- WORK TO COMPLETE: Every line of the material must be set down again without alteration.

- PROVIDED ENTRIES:

PR #554, opened 2023-09-26
Round conversion progress from float to int

### LINKED ISSUE #553: Conversion progress in qubes shoud be rounded up.
round

deeplow:
Fixes #553

| Before | After |
|---|----|
| round | afterr |

This affects both the containers version and the Qubes one.


dangerzone/isolation_provider/base.py
```diff
@@ -78,7 +78,7 @@ def _print_progress(
     def print_progress_trusted(
         self, document: Document, error: bool, text: str, percentage: float
     ) -> None:
-        return self._print_progress(document, error, text, percentage)
+        return self._print_progress(document, error, text, int(percentage))
```
apyrgio, line 81: Given that:

```python
>>> int(99.9)
99
>>> round(99.9)
100
```

I'd suggest going with `round()`. Other than that, feel free to merge.

apyrgio (approved):

dangerzone/isolation_provider/base.py
deeplow: Hum. I feel like if it's 99.9, it's best to just truncate it to 99% rather than false hope of showing the user 100% and it not really being there. Thoughts?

- COMPLETED TASK:
PR #554, opened 2023-09-26
Round conversion progress from float to int

### LINKED ISSUE #553: Conversion progress in qubes shoud be rounded up.
round

deeplow:
Fixes #553

| Before | After |
|---|----|
| round | afterr |

This affects both the containers version and the Qubes one.


dangerzone/isolation_provider/base.py
```diff
@@ -78,7 +78,7 @@ def _print_progress(
     def print_progress_trusted(
         self, document: Document, error: bool, text: str, percentage: float
     ) -> None:
-        return self._print_progress(document, error, text, percentage)
+        return self._print_progress(document, error, text, int(percentage))
```
apyrgio, line 81: Given that:

```python
>>> int(99.9)
99
>>> round(99.9)
100
```

I'd suggest going with `round()`. Other than that, feel free to merge.

apyrgio (approved):

dangerzone/isolation_provider/base.py
deeplow: Hum. I feel like if it's 99.9, it's best to just truncate it to 99% rather than false hope of showing the user 100% and it not really being there. Thoughts?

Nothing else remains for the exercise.